- Born: India
- Known for: Studies in non-invasive drug delivery methods
- Awards: 2012 N-BIOS Prize; 2024 Fellow of the Indian Academy of Sciences;
- Scientific career
- Fields: Biochemistry; Biotechnology;
- Institutions: Institute of Genomics and Integrative Biology;

= Munia Ganguli =

Indian biochemist, biotechnologist

Munia Ganguli is an Indian biochemist, biotechnologist and a scientist at the Institute of Genomics and Integrative Biology (IGIB). She is known for the development of non-invasive protocols of drug delivery and the team led by her was successful in developing a drug delivery system for skin disorders, using a nanometer-sized peptide complex carrying plasmid DNA which has since shown effective penetration and apparently without harming the skin. She holds two patents for the processes she has developed. At IGIB, she has established her laboratory where she hosts several research scholars and scientists.

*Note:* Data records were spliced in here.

PR #415, opened 2026-08-15
fix(violin): emit box statistics raw instead of rounded to four decimals

### LINKED ISSUE #398: fix(violin): rounding box statistics to 4 decimals flattens small-magnitude data
Raised during review of #397, filed separately because it changes existing matplotlib output.

## The code

```python
# maidr/core/plot/violin_box_plot.py
MaidrKey.MIN.value: round(stats[MaidrKey.MIN.value], 4),
MaidrKey.Q1.value:  round(stats[MaidrKey.Q1.value], 4),
MaidrKey.Q2.value:  round(stats[MaidrKey.Q2.value], 4),
MaidrKey.Q3.value:  round(stats[MaidrKey.Q3.value], 4),
MaidrKey.MAX.value: round(stats[MaidrKey.MAX.value], 4),
...
record[MaidrKey.MEAN.value] = round(stats[MaidrKey.MEAN.value], 4)
```

## Why it bites

`round(x, 4)` is **absolute**, not significant. It does not mean "four decimals of precision"; it means "nothing below 1e-4 survives".

```
scale      raw q1                       round(q1, 4)
units      1.7901224999999998           1.7901
millis     0.0017901225                 0.0018
micros     1.7901225e-06                0.0
```

So for any dataset whose values sit below about 1e-4 — micrograms, molar concentrations, failure probabilities, seconds in a fast benchmark — **every** statistic is announced as `0.0`. `min`, `q1`, `q2`, `q3` and `max` all come out identical, so the box reads as a flat line at zero and the distribution disappears from the announcement entirely.

Nothing errors. The chart is drawn correctly, the layer is present, the count of violins is right. Only the numbers are gone.

At the other end, a dataset in millions keeps 4 decimals of noise that no one can hear.

## Reproduction

```python
import matplotlib
matplotlib.use("Agg")
import matplotlib.pyplot as plt, numpy as np, pandas as pd, seaborn as sns
import maidr

rng = np.random.default_rng(0)
frame = pd.DataFrame({"g": ["a"] * 40, "v": rng.normal(2e-6, 3e-7, 40)})

fig, ax = plt.subplots()
sns.violinplot(data=frame, x="g", y="v", ax=ax)

layers = FigureManager.get_maidr(fig)._flatten_maidr()["subplots"][0][0]["layers"]
box = next(l for l in layers if l["type"].name == "VIOLIN_BOX")
print(box["data"][0])
#   {'z': 'a', 'lowerOutliers': [], 'min': 0.0, 'q1': 0.0, 'q2': 0.0,
#    'q3': 0.0, 'max': 0.0, 'upperOutliers': []}
```

## Suggested fix

Drop the rounding and emit the raw float. Formatting for announcement is the frontend's job — it is what decides how many digits a reader actually hears, and doing it there adapts to the magnitude instead of assuming one.

The plotly violin path added in #397 already emits raw floats for this reason, so removing the rounding would also bring the two backends into agreement rather than away from it.

- [ ] `maidr/core/plot/violin_box_plot.py` — the six `round(..., 4)` calls
- [ ] Check whether `boxplot.py` and the other summary emitters do the same thing
- [ ] A test pinning a small-magnitude sample, since the failure is silent

## Difficulty

Easy, but it changes existing output, so it wants its own review rather than riding along with a feature.

jooyoungseo:
Closes #398.

`round(x, 4)` sounds like precision and is not. It is absolute, so it does not keep four significant digits — it discards everything below `1e-4`.

| scale | raw q1 | `round(q1, 4)` |
|---|---|---|
| units | `1.7901224999999998` | `1.7901` |
| millis | `0.0017901225` | `0.0018` |
| micros | `1.7901225e-06` | **`0.0`** |

Reproduced exactly as filed, at `2e-6`:

```python
{'z': 'a', 'lowerOutliers': [], 'min': 0.0, 'q1': 0.0, 'q2': 0.0,
 'q3': 0.0, 'max': 0.0, 'upperOutliers': []}
```

All five statistics collapse onto one number, so the box reads as a flat line at zero and the distribution stops being announced. This is the session's recurring shape: nothing errors, the chart draws correctly, the layer is present and the violin count is right — only the meaning is gone. Micrograms, molar concentrations, failure probabilities and fast-benchmark seconds all live below that floor.

At the other end, a dataset in millions carried four decimals of noise no one can hear.

## Why raw

How many digits a reader hears is the frontend's decision, and it is the only place that can make it relative to the magnitude rather than assuming one.

Emitting raw also settles two disagreements this file was on the wrong side of, both checked rather than assumed:

- **Within the same record** — `lowerOutliers` and `upperOutliers` sit beside these keys and were never rounded, so a truncated quartile could already appear next to a full-precision outlier drawn from the same data.
- **Across the codebase** — I grepped every `round(..., 4)` in `maidr/`: these six were the only ones. `boxplot.py` emits `cap["min"]` and `whisker["q1"]` unrounded, and the plotly violin path added in #397 emits raw floats. The remaining `round()` calls elsewhere are coordinate and tick lookups, not announced statistics.

That covers the issue's second checklist item: no other summary emitter does this.

## Verification

- **Suite 1631 passed** (1624 + 7 new). **No existing test depended on the rounded values** — worth stating explicitly, since this changes shipped output and a silent expectation would have been the risk.
- Falsification: restoring the six `round(..., 4)` calls fails **5 of the 7** new tests. The two that still pass are the ordering assertions, which rounding preserves — that is the point of the other five.

One note on the tests: my first version of `test_full_precision_now_reaches_the_schema` asserted `a != round(a, 4) or a == approx(round(a, 4))`, which is a tautology and passes either way. Replaced with an assertion that at least one of the five differs from its own four-decimal rounding, which actually fails when the rounding returns.

---

### DIFF
--- a/maidr/core/plot/violin_box_plot.py
+++ b/maidr/core/plot/violin_box_plot.py
@@ -111,20 +111,15 @@ class ViolinBoxPlot(MaidrPlot):
 
         Notes
         -----
-        The statistics are emitted raw. They were rounded to four decimals,
-        which sounds like precision and is not: ``round(x, 4)`` is absolute,
-        so nothing below ``1e-4`` survives it. For data in micrograms, molar
-        concentrations, failure probabilities or seconds of a fast benchmark,
-        every one of ``min``/``q1``/``q2``/``q3``/``max`` came out ``0.0`` and
-        the box read as a flat line at zero -- silently, since the chart drew
-        correctly and only the numbers were gone. At the other end a dataset
-        in millions carried four decimals of noise no one can hear.
+        Emitted raw. Rounding to four decimals here is absolute, not
+        significant, so data below ``1e-4`` collapsed to five identical
+        ``0.0``\\ s and the box read as a flat line at zero (#398).
 
-        How many digits a reader hears is the frontend's decision, and it is
-        the only place that can make it relative to the magnitude. Emitting
-        raw also settles two disagreements this file was on the wrong side
-        of: the outliers beside these keys were never rounded, and neither
-        the matplotlib box plot nor the plotly violin path rounds at all.
+        The frontend already handles this correctly and needs the raw value
+        to do it: ``defaultFormat`` rounds to two decimals for the
+        announcement, then falls back to three significant digits when that
+        would erase a non-zero value. Rounding here defeated that guard
+        before the number reached it.
         """
         # Tag artists and register elements for SVG highlighting.
         self._tag_artists()
--- a/maidr/core/plot/violin_box_plot.py
+++ b/maidr/core/plot/violin_box_plot.py
@@ -108,6 +108,23 @@ class ViolinBoxPlot(MaidrPlot):
         list[dict]
             One dict per violin with keys: ``z, lowerOutliers, min,
             q1, q2, q3, max, upperOutliers, mean?``.
+
+        Notes
+        -----
+        The statistics are emitted raw. They were rounded to four decimals,
+        which sounds like precision and is not: ``round(x, 4)`` is absolute,
+        so nothing below ``1e-4`` survives it. For data in micrograms, molar
+        concentrations, failure probabilities or seconds of a fast benchmark,
+        every one of ``min``/``q1``/``q2``/``q3``/``max`` came out ``0.0`` and
+        the box read as a flat line at zero -- silently, since the chart drew
+        correctly and only the numbers were gone. At the other end a dataset
+        in millions carried four decimals of noise no one can hear.
+
+        How many digits a reader hears is the frontend's decision, and it is
+        the only place that can make it relative to the magnitude. Emitting
+        raw also settles two disagreements this file was on the wrong side
+        of: the outliers beside these keys were never rounded, and neither
+        the matplotlib box plot nor the plotly violin path rounds at all.
         """
         # Tag artists and register elements for SVG highlighting.
         self._tag_artists()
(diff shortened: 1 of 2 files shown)


jooyoungseo:
All three taken in e376834. The third was the one worth having — I asserted the frontend's behaviour in the PR body without checking it, and checking makes the case stronger rather than weaker.

### The frontend does format, and it already guards exactly this

`src/util/format.ts` — `defaultFormat`:

```js
const rounded = Number(value.toFixed(DEFAULT_MAX_DECIMALS));   // 2
if (rounded !== 0) {
  return `${rounded}`;
}
// Rounding erased the value (0.00012 -> 0). Announcing `0` for something that
// is not zero is worse than the extra digits, so keep it visible instead.
return `${Number(value.toPrecision(DEFAULT_SIGNIFICANT_DIGITS))}`;   // 3
```

So the announcement is not raw floats: fractional values are spoken at two decimals, and when that would erase a non-zero value it falls back to three significant digits. It is magnitude-aware, and its own comment describes the identical defect this PR fixes — "announcing 0 for something that is not zero is worse than the extra digits."

That reframes the change. The Python-side rounding was not merely redundant with the frontend; it was **defeating a guard that already existed**, because the frontend can only rescue a small value if it receives one. `round(2e-6, 4)` handed it a `0.0`, at which point nothing downstream can tell "genuinely zero" from "rounded away".

Two more things that fell out of reading it, both relevant to the bloat concern:

- The same docstring notes that **rounding stops at the announcement** — sonification, braille and extrema all read the underlying numbers. So the raw floats are not just harmless there, they are what keeps a bar's pitch and a braille cell's position accurate. Rounding at the producer degraded those silently too.
- On embedded-JSON size: `boxplot.py` and the plotly violin path already emit raw floats, so this makes the payload uniform rather than adding a new cost. If size ever matters it should be solved once at serialisation for every emitter, not by one path rounding its own numbers away.

### The two style nits

Both taken: `layer["type"] is PlotType.VIOLIN_BOX` to match the sibling tests, and the `Notes` block trimmed from narrative prose to the fact worth keeping — which is now the frontend-guard point above rather than the weaker "formatting is the frontend's job".

Suite still 1631, 7 in the new file, `ruff` clean.

---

Her studies have been documented by way of a number of articles (Note: Please see Selected bibliography section) and ResearchGate, an online repository of scientific articles has listed 76 of them.

Ganguli is a member of the contingent which represented IGIB in the Joint Research Initiative between CSIR and IGIB for interfacing chemistry with biology and has been a member of the editorial advisory committee of Nano Science and its Application, a national level seminar sponsored by the University Grants Commission. She has been the leader of the IGIB project, Nanomaterials and nanodevices for applications in health and disease, has delivered invited speeches which included the International Conference on Advances in Biological Systems and Materials Science in NanoWorld (ABSMSNW-2017) and guest edited the special volume of Science and Culture journal on Emerging Trends in Genomics : Applications in Health and Disease, published in January 2011. The Department of Biotechnology of the Government of India awarded her the National Bioscience Award for Career Development, one of the highest Indian science awards, for her contributions to biosciences, in 2012.

== Selected bibliography ==
- Sharma, Rajpal (2013). "Insight into the Role of Physicochemical Parameters in a Novel Series of Amphipathic Peptides for Efficient DNA Delivery"
- Naik, Rangeetha J. (2013). "Different roles of cell surface and exogenous glycosaminoglycans in controlling gene delivery by arginine-rich peptides with varied distribution of arginines"
- Ganguli, Munia (2015). "494. Glycosaminoglycans in Gene Delivery: An Effective Strategy for Enhancement of Transfection Efficiency of Amphipathic Peptides for Localized and Systemic Applications?"